Gobbi Alberto, Lee Man-Ling
Anadys Pharmaceuticals Inc., San Diego, California 92121, USA.
J Chem Inf Comput Sci. 2003 Jan-Feb;43(1):317-23. doi: 10.1021/ci025554v.
The Sphere Exclusion algorithm is a well-known algorithm used to select diverse subsets from chemical-compound libraries or collections. It can be applied with any given distance measure between two structures. It is popular because of the intuitive geometrical interpretation of the method and its good performance on large data sets. This paper describes Directed Sphere Exclusion (DISE), a modification of the Sphere Exclusion algorithm, which retains all positive properties of the Sphere Exclusion algorithm but generates a more even distribution of the selected compounds in the chemical space.
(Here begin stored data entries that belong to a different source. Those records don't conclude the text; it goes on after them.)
PR #34, opened 2023-07-26
set typedoc revision to main

yisding:
In theory this will stop the API docs thrashing on every build.

Of course, there is a drawback in that if main changes but we haven't released a new version of the docs yet the links will go out of date.

So longer term we might want to investigate some kind of variable where we can continue to have up to date revs but keep the rev in a single variable somewhere:

https://github.com/facebook/docusaurus/issues/395

In the meantime much smaller commits will be a relief

### DIFF
--- a/apps/docs/docs/api/classes/BaseEmbedding.md
+++ b/apps/docs/docs/api/classes/BaseEmbedding.md
@@ -36,7 +36,7 @@ custom_edit_url: null
 
 #### Defined in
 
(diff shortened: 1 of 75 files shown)


yisding:
(not so) hilarious thing: I just checked the deployments and for all the thrashing we were doing to the git commits the links weren't even making it into the final API docs. Even though they're in the .md files something strips the github links out at the end.

Not going to investigate because it's probably for the best anyways.

yisding:
Going to merge now (huge QoL issue)

PR #47, opened 2023-07-28
add meta delimitation strategy for llama2

yisding:


logan-markewich (approved):
This looks good to me! Did it improve results for you?

yisding:
> This looks good to me! Did it improve results for you?

I think it's better, although also a bit more verbose. Planning to add it to playground so we can really see what kind of difference it makes.

PR #54, opened 2023-07-31
make VectorStore function signatures unique, export VectorStore types

tyre:
**Changes**
+ Make VectorStore interface function signatures `async` to support API-based stores, whose operations are all async
+ export VectorStore types so they can be implemented by custom integrations

Ran lint and all tests pass.


yisding (approved):
Looks great. Thank you!

PR #55, opened 2023-08-01
Repo maintenance

yisding:


logan-markewich:
I'm guessing we are removing the docs here, but they are still generated for each deploy?

logan-markewich (approved):

yisding:
> ~We are removing the api docs here, but I'm guessing they are still generated for each deploy?~
> 
> They are! Nice!

I didn't mean to actually...

For some reason pnpm run build isn't generating the docs/api folder

I'm checking it back in.

yisding:
I'm not 100% sure what happened, tbh. I have to periodically remove that folder because otherwise some old classes that no longer exist will linger in the docs. But it should have been regenerated when I run pnpm run build. Will need to do some research on the right workflow on this. Thanks for catching it!

PR #57, opened 2023-08-01
add a filter type to exact match filters

tyre:
Since types only exist at compile time, it's very difficult to switch off of an `interface` without a key.

This makes it much easier to `switch` over `MetadataFilter`s and map to other structures, like Pinecone filters.


yisding (approved):
Makes sense. Thanks!

PR #58, opened 2023-08-02
add constructor to index node so it keeps passed-in indexId

tyre:
Without its own constructor, one is created that calls `super` and then sets `indexId` to its default value (`""`). That ends up blanking out any passed-in value :(


yisding (approved):
Looks good. Thanks for the bug fix.

Issue #68, opened 2023-08-14
Sweep: OpenAIEmbedding Fails to Retrieve Session from Parameters When Not Using Azure


swk777:
### Details
OpenAIEmbedding Fails to Retrieve Session from Parameters When Not Using Azure
![SCR-20230814-j4y](https://github.com/run-llama/LlamaIndexTS/assets/1302797/6aab74d2-a804-4f71-a7d4-fb2c9384e921)

<details>
<summary>Checklist</summary>

- [X] `packages/core/src/Embedding.ts`
> * In the OpenAIEmbedding class constructor, add a condition to check if a session is provided in the parameters when not using Azure.
> • If a session is provided, use that session instead of creating a new one.
> • If a session is not provided, continue with the existing logic of creating a new session.

- [X] `apps/docs/docs/api/classes/OpenAIEmbedding.md`
> * Update the documentation for the OpenAIEmbedding class constructor to mention that it now retrieves the session from the parameters even when not using Azure.
> • Specify that if a session is not provided in the parameters, a new session will be created.

</details>

PR #70, opened 2023-08-14
Fix OpenAIEmbedding Fails to Retrieve Session from Parameters When No…

swk777:
fixes: #68


yisding (approved):
Looks good, thank you!

PR #80, opened 2023-08-16
feat: add CSV loader

swk777:
use [papaparse](https://github.com/mholt/PapaParse) for parsing


yisding (approved):
Thank you for doing this! Updated the demo a bit, but code looks good!

PR #38, opened 2021-07-28
Inspect args fix

pmdaly:
Block number and rpc are now correctly listed as separate arguments.  Added shorthands for optional args as well i.e., -b for --block-num


pmdaly:
had updated the inspect specific poetry script call but a more general pass through to docker script is preferred.

PR #41, opened 2021-07-29
Add ABIs and specs for Uniswap V3

lukevs:
## This PR

Adds V3 contracts from https://github.com/Uniswap/uniswap-v3-periphery/blob/main/deploys.md
+ the generic pool contract

Also moves ABIs into subfolders by protocol

We'll need to think about how to handle those non-protocol ones a little more

## Testing

**Run inspect for blocks with uniswap v3 action to see that it's working**

Block 12862188 uses the Quoter, SwapRouter, and V3 Pool
```
poetry run inspect --block-number 12862188 --rpc '...'

```

produces
```
{
    ...
    "UniswapV3Pool": {
        "swap": {
            "swap(address,bool,int256,uint160,bytes)": 6
        },
        "unknown": {
            "token0()": 6,
            "fee()": 1
        }
    },
    "SwapRouter": {
        "unknown": {
            "uniswapV3SwapCallback(int256,int256,bytes)": 2,
            "multicall(bytes[])": 1,
            "selfPermit(address,uint256,uint256,uint8,bytes32,bytes32)": 1
        }
    },
    "Quoter": {
        "unknown": {
            "quoteExactOutputSingle(address,address,uint24,uint256,uint160)": 1,
            "uniswapV3SwapCallback(int256,int256,bytes)": 1
        }
    }
}
```


mev_inspect/abi.py
```diff
@@ -5,14 +5,19 @@
...
 ABI_DIRECTORY_PATH = THIS_FILE_DIRECTORY / "abis"
 
 
-def get_abi(abi_name: str) -> Optional[ABI]:
-    abi_path = ABI_DIRECTORY_PATH / f"{abi_name}.json"
+def get_abi(abi_name: str, protocol: Optional[Protocol]) -> Optional[ABI]:
+    abi_filename = f"{abi_name}.json"
+    abi_path = (
+        ABI_DIRECTORY_PATH / abi_filename if protocol is None
+        else ABI_DIRECTORY_PATH / protocol.value / abi_filename
```
bertmiller, line 19: What's up here?

mev_inspect/classifier_specs.py
```diff
@@ -5,33 +5,109 @@
...
+    ),
+]
 
-CLASSIFIER_SPECS = [
+UNISWAPPY_V2_CONTRACT_SPECS = [
     ClassifierSpec(
         abi_name="UniswapV2Router",
         protocol=Protocol.uniswap_v2,
-        valid_contract_addresses=[UNISWAP_V2_ROUTER_ADDRESS],
+        valid_contract_addresses=["0x7a250d5630B4cF539739dF2C5dAcb4c659F2488D"],
```
bertmiller, line 79: Why the change to a direct address instead of a variable?

mev_inspect/classifier_specs.py
```diff
@@ -5,33 +5,109 @@
...
+        "transfer(address,uint256)": Classification.transfer,
+        "burn(address)": Classification.burn,
+    },
+)
+
+
+CLASSIFIER_SPECS = (
+    UNISWAP_V3_CONTRACT_SPECS + 
+    UNISWAPPY_V2_CONTRACT_SPECS +
+    [ERC20_SPEC] +
```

In addition, the computational requirement is significantly reduced, thus it can be applied to very large data sets.
球体排除算法是一种用于从化合物库或集合中选择多样子集的著名算法。它可以与任意给定的两个结构之间的距离度量一起使用。该方法因直观的几何解释及其在大数据集上的良好性能而广受欢迎。本文描述了定向球体排除算法(DISE),它是球体排除算法的一种改进,保留了球体排除算法的所有优点,但在化学空间中所选化合物的分布更加均匀。此外,计算需求显著降低,因此可应用于非常大的数据集。